Supplied records.

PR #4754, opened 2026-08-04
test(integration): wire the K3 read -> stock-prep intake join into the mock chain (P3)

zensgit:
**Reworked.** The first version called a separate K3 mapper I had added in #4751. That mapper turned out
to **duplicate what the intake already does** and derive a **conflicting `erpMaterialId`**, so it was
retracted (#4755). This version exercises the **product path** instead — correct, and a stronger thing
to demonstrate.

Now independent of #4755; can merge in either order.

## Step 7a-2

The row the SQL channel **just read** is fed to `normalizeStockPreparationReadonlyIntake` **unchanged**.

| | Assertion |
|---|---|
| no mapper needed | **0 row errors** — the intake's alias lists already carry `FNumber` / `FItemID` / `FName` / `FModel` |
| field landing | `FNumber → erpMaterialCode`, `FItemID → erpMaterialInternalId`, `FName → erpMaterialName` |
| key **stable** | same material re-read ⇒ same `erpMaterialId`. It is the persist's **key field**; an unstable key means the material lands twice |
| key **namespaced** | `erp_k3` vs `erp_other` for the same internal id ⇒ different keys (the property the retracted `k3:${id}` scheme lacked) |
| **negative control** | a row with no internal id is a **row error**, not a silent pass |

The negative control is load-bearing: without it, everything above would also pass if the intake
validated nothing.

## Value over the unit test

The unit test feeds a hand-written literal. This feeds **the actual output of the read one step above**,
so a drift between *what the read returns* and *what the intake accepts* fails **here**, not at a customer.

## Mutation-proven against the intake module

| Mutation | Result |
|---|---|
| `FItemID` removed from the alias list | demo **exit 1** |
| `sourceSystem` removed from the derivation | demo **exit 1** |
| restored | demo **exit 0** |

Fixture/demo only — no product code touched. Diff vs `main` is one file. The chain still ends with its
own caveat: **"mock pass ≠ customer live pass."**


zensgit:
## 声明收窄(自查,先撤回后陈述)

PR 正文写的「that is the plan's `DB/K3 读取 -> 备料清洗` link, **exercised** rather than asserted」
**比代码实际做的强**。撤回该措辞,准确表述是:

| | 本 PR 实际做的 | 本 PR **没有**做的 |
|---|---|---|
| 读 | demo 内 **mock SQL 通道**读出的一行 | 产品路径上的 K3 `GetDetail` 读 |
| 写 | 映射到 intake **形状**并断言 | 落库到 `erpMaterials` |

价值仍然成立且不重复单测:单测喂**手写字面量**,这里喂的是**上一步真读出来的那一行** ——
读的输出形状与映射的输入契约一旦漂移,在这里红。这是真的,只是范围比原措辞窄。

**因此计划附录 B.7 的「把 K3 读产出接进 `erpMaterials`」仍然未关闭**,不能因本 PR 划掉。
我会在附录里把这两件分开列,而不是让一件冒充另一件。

---

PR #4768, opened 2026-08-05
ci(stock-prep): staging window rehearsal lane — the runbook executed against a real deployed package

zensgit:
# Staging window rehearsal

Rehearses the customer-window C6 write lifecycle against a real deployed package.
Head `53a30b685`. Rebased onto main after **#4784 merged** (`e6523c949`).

Required work.
Above are the entries. Output exactly the lines beginning with the line that has "价值仍然成立且不重复单测:单" and ending with the line that has "我会在附录里把这两件分开列,而不是让一件冒充另一件。".

Output for this exercise.
价值仍然成立且不重复单测:单测喂**手写字面量**,这里喂的是**上一步真读出来的那一行** ——
读的输出形状与映射的输入契约一旦漂移,在这里红。这是真的,只是范围比原措辞窄。

**因此计划附录 B.7 的「把 K3 读产出接进 `erpMaterials`」仍然未关闭**,不能因本 PR 划掉。
我会在附录里把这两件分开列,而不是让一件冒充另一件。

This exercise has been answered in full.